Psychedelics elicit their effects by 5-HT2A receptor-mediated Gi signalling
Article Meta
-Article Date = 28 January 2026
-Article URL = https://www.nature.com/articles/s41586-025-10061-7
-Article Title = Psychedelics elicit their effects by 5-HT2A receptor-mediated Gi signalling
-Article Image =
Summary
This study combines cryo-electron microscopy, pharmacology, molecular dynamics and behavioural experiments to show that classic psychedelics (for example DOI, psilocin, LSD, ariadne) directly engage Gi signalling downstream of the serotonin 5-HT2A receptor (5-HT2A R), not only the widely emphasised Gq pathway. The authors resolved multiple cryo-EM structures of 5-HT2A R bound to psychedelics in complex with G i and G q proteins, mapped ligand–receptor interactions that favour Gi coupling, and validated the functional consequences with biosensor assays (BRET, TRUPATH, GloSensor), mutational analysis and mouse models of behaviour.
Key experimental points include structural models for DOI- and psilocin-bound 5-HT2A R–G i complexes (PDB codes provided), demonstration that psychedelics trigger Gi-dependent cellular gene responses, and demonstration in corticosterone-induced mouse models that some antidepressant- and behaviour-related effects require Gi signalling (tests included open-field, forced-swim and head-twitch responses). Structure-guided mutagenesis and MD simulations identify residues (for example F3396.51, I1633.40, S2425.46) and binding-mode features that bias coupling toward Gi vs Gq. The authors also screened DOI derivatives for biased signalling profiles and report pharmacological tools that modify behavioural outcomes.
Key Points
- Psychedelics can directly activate Gi signalling through the 5-HT2A receptor; cryo-EM structures show 5-HT2A R bound to ligands with Gi and Gq proteins.
- Functional biosensor assays (GloSensor, TRUPATH, BRET) confirm robust Gi pathway activation by several psychedelics alongside Gq signalling.
- Mutational mapping and molecular dynamics identify receptor residues and ligand orientations that determine Gi versus Gq coupling bias.
- Behavioural experiments in mice link Gi signalling to key psychedelic-induced behavioural and antidepressant-like effects; Gi blockade (for example pertussis toxin) alters outcomes.

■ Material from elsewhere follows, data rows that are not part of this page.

PR #319, opened 2022-01-26
Allow loading vector cubes in load_... processes

m-mohr:
Allow loading vector data cubes via load_collection, load_result and load_uploaded_files as discussed in the dev telco @jdries .
Currently, only adds the schema. May need some additional descriptive text or so, thus still in draft.

Open question: Bands are pretty much raster-based. We need to check what makes sense there.


m-mohr:
Closing in favor of #382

- Structure-based ligand design produced derivatives with altered signalling bias, offering a route to separate therapeutic benefits from hallucinogenic effects.

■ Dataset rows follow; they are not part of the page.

PR #327, opened 2022-02-22
`round`: Clarify that the rounding for ties applies not only for integers. #326

### LINKED ISSUE #326: round: confusing definition of rounding
**Process ID:** round

**Describe the issue:**
Documentation states:

> If the **fractional part of x** is halfway between **two integers**, one of which is even and the other odd, then the even number is returned. This behavior follows [IEEE Standard 754](https://ieeexplore.ieee.org/document/8766229).

However, based on the definition in the standard, I'm not sure this should hold for integers _only_. I would expect this would be used at arbitrary point, e.g. `round(x=0.25, p=1) => 0.2` and `round(p=0.35, p=1) => 0.4`.

**Proposed solution:**
Clarify that the number should be rounded to the one with even least significant digit.

m-mohr:
Tries to fix #326. I found it relatively hard to describe the behavior in "simple" English, it may need further fine-tuning. Thoughts?

### DIFF
--- a/round.json
+++ b/round.json
@@ -1,7 +1,7 @@
 {
     "id": "round",
     "summary": "Round to a specified precision",
-    "description": "Rounds a real number `x` to specified precision `p`.\n\nIf the fractional part of `x` is halfway between two integers, one of which is even and the other odd, then the even number is returned.\nThis behavior follows [IEEE Standard 754](https://ieeexplore.ieee.org/document/8766229). This kind of rounding is also called \"round to nearest (even)\" or \"banker's rounding\". It minimizes rounding errors that result from consistently rounding a midpoint value in a single direction.\n\nThe no-data value `null` is passed through and therefore gets propagated.",
+    "description": "Rounds a real number `x` to specified precision `p`.\n\nIf the reamining part of `x` that is relevant for rounding under consideration of `p` is halfway between two numbers, one of which is even and the other odd, then the even number gets rounded to.\nThis behavior follows [IEEE Standard 754](https://ieeexplore.ieee.org/document/8766229) and is often called \"round to nearest (even)\" or \"banker's rounding\". It minimizes rounding errors that result from consistently rounding a midpoint value in a single direction.\n\nThe no-data value `null` is passed through and therefore gets propagated.",
     "categories": [
         "math > rounding"
     ],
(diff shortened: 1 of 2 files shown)


round.json
```diff
@@ -1,7 +1,7 @@
...
+    "description": "Rounds a real number `x` to specified precision `p`.\n\nIf the reamining part of `x` that is relevant for rounding under consideration of `p` is halfway between two numbers, one of which is even and the other odd, then the even number gets rounded to.\nThis behavior follows [IEEE Standard 754](https://ieeexplore.ieee.org/document/8766229) and is often called \"round to nearest (even)\" or \"banker's rounding\". It minimizes rounding errors that result from consistently rounding a midpoint value in a single direction.\n\nThe no-data value `null` is passed through and therefore gets propagated.",
```
Ardweaden, line 4: There is a typo
> reamining 

--------------------

I think (also in the original text)

>  one of which is even and the other odd

is redundant.

----------------------

I would write:

> Rounds a real number `x` to specified precision `p`. If `x` is halfway between closest numbers of precision `p`, it is rounded to the one with even least significant digit. This behavior follows ...

--------------------

Feel free to choose either way, I am fine with the current solution. Only the typo needs to be fixed.

Ardweaden (changes requested):

round.json
m-mohr: "even least significant digit" -> Just from reading it I would not understand what it means. Might be a language issue on my side, but I think that should be easier to understand. Anyway, here's a new variant:

```suggestion
    "description": "Rounds a real number `x` to specified precision `p`.\n\nIf `x` is halfway between closest numbers of precision `p`, it is rounded to the closest even number.\nThis behavior follows [IEEE Standard 754](https://ieeexplore.ieee.org/document/8766229) and is often called \"round to nearest (even)\" or \"banker's rounding\". It minimizes rounding errors that result from consistently rounding a midpoint value in a single direction.\n\nThe no-data value `null` is passed through and therefore gets propagated.",
```

Ardweaden: Well, it certainly isn't as precise. I believe parity is only really defined for integers, talking about odd or even floats is a matter of debate. It's not hard to imagine `it is rounded to the closest even number` could be understood by someone as rounding to the closest event _integer_ because of that. And what a "least significant digit" is should be pretty clear imo... 

It's similar wording IEEE uses:
>  if the two nearest floating-point numbers bracketing an unrepresentable infinitely
precise result are equally near, the one with an even least significant digit shall be delivered;

Anyway, it is generally understandable if you get the gist of it. I think the examples tend to be the ones that convey the behaviour most clearly anyway.

Ardweaden (approved):

m-mohr:
I added another "of precision `p`", which hopefully helps that people don't think about integers. Anyway, thanks for the proposals. Merged.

- Data resources: cryo-EM maps and PDB entries (9LL7–9LLB) and RNA-seq (CRA031070) are deposited and source data are provided with the paper.
Context and relevance
This paper is significant because it challenges and refines the mechanistic narrative in psychedelic research: 5-HT2A R-mediated effects are not solely a Gq story. Demonstrating direct Gi engagement helps explain diverse cellular and behavioural readouts seen in recent literature and opens practical avenues for drug discovery — particularly for designing compounds with therapeutic efficacy without strong hallucinogenic activity. The work ties high-resolution structural insight to functional assays and animal behaviour, which is relatively rare and valuable for translational neuroscience and psychopharmacology.
Why should I read this?
If you care about how psychedelics might become real, safe medicines (or simply want to know what actually happens at the receptor), this paper is a game-changer. It turns a prevailing assumption on its head, gives you atom-level structures, shows the functional consequences and even points to routes for designing better drugs. Quick take: it’s heavy on data but the implications for treatment design and for interpreting past studies are huge — worth the read.
Author note
Punchy: multi-technique, high-confidence work. If you follow neuroscience, psychopharmacology or drug design, dig into the figures and the mutational/behavioural data — they matter for what comes next in psychedelic therapeutics.